It’s the winter of 1916 and the small French town of St Péronne is occupied by the Germans. With their husbands away at war, sisters Sophie and Hélène are running the family hotel, Le Coq Rouge, the best they can, considering they have no guests, barely any furniture and meagre rations of food and drink. So when the new Kommandant requests that she prepares the evening meals for his men, Sophie has little choice but to say yes. She must be careful, for he seems much more intelligent than his predecessor yet she is bold enough not to hide her prized possession; a painting by her husband, Édouard. It’s a portrait of Sophie from when she was at her happiest and the Kommandant is rather taken with it…if not maybe her as well.

In the present day, the portrait hangs in The Glass House, a modern architectural marvel built by Liv’s late husband. She lives there alone, treasuring the building as a memorial of him and the painting as a memory of their time together. He had always thought the woman in the portrait reminded him of her. But when the painting becomes the subject of a restitution case, Liv is forced to reconsider its heritage. It is rightfully hers, so what if it was stolen nearly 100 years ago? She must make the choice to give the painting up or risk losing everything in a legal fight that she just can’t afford.

From the very first page, I was pulled into Sophie’s world. She is dreaming about food, rich and delicious, yet when she wakes up, it is obvious her situation is quite the opposite. Whilst the story of occupied France is a struggle, there are some humorous and touching moments, such as the buried clock that starts to chime and the pantomime that ensues to try to keep it hidden from the Germans. Sophie’s an incredibly strong character in a hopeless position and she does so much for her family and the people of the town who might not even appreciate it. When she must feed the Germans, she becomes the victim of gossip and shunned by the people she thought were her friends.
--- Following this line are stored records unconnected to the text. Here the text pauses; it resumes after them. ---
PR #7803, opened 2024-04-25
Disable further checking permissions if at least one is False

bsekachev:
### Motivation and context
To avoid extra requests to the database, opa container and code execution on the server

### Checklist

### License

### DIFF
--- a/cvat/apps/iam/permissions.py
+++ b/cvat/apps/iam/permissions.py
@@ -2015,20 +2015,14 @@ class PolicyEnforcer(BasePermission):
         if self.is_metadata_request(request, view) or obj and is_public_obj(obj):
             return True
 
-        permissions: List[OpenPolicyAgentPermission] = []
         iam_context = get_iam_context(request, obj)
+        for perm_class in OpenPolicyAgentPermission.__subclasses__():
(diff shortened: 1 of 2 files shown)


cvat/apps/iam/permissions.py
```diff
@@ -2025,6 +2025,8 @@ def check_permission(self, request, view, obj) -> bool:
         for perm in permissions:
             result = perm.check_access()
             allow &= result.allow
+            if not allow:
+                break
```
SpecLad, line 2029: I don't think the `allow` variable is needed at all, given this change. You can just replace this with:

```python
if not result.allow:
    return False
```

and the last line with

```python
return True
```

bsekachev: agree

SpecLad: In fact... I don't think the `permissions` list is needed either. You can merge this loop with the previous loop, and just check each permission as it is created.

nmanovic:
@bsekachev , let's add a line into changelog. The optimization looks good. Need double check. Do you have any numbers to estimate the enhancement?

SpecLad (approved):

Herr Kommandant is a wonderfully written character and illustrates that people were just people on both sides of the war, especially World War I which is looked back on as such a pointless loss of life. He ebbs back and forth from good to bad and back again, I was willing him not to be a villain throughout. He does bad things but also shows kindness and just as much as I wanted to know Sophie’s fate, I wanted to know that deep down there was good in him.

I guess the success of Sophie’s story makes it hard to be wrenched away from her and into the present day. I found the topic of restitution interesting and thought-provoking. Whilst there is the possibility that the painting, known as The Girl You Left Behind, was stolen during the war, it has such sentimental value for Liv whilst Édouard’s descendants merely see it a material object that they feel they have the right to claim. The narrative doesn’t flit about between timelines; there is a good solid chunk at the start to get acquainted with Sophie and her life and her story slowly becomes more and more involved in the present day as Liv uncovers the history of her painting.

The modern day romance seemed to pale in comparison to that of the past, relying an awful lot on coincidence. Enjoyable enough in itself, it’s a little predictable and there’s a chance those picking it up for the more serious elements may find it a little contrived. Initially, Liv’s old college friend, Mo, is the catalyst for her to realise she’s lonely and to go out and eventually meet Paul but after that she was a bit of a spare part who was never really developed. Yet despite this, it’s such an absorbing story, I just flew through the pages and didn’t care.

Of course, readers will want to compare it with the hugely successful Me Before You. Sophie’s story is incredibly moving but you’re much less likely to be reduced to a snotty, sobbing mess by the end. Maybe Moyes decided we needed time to recover from the heartbreak.

I’m afraid this is a bit of an advance review. The Girl You Left Behind is due to be released in paperback on 27th September 2012 by Penguin so make sure you add it to your wishlists so you don’t forget. Thanks go to the publisher for providing a copy for review.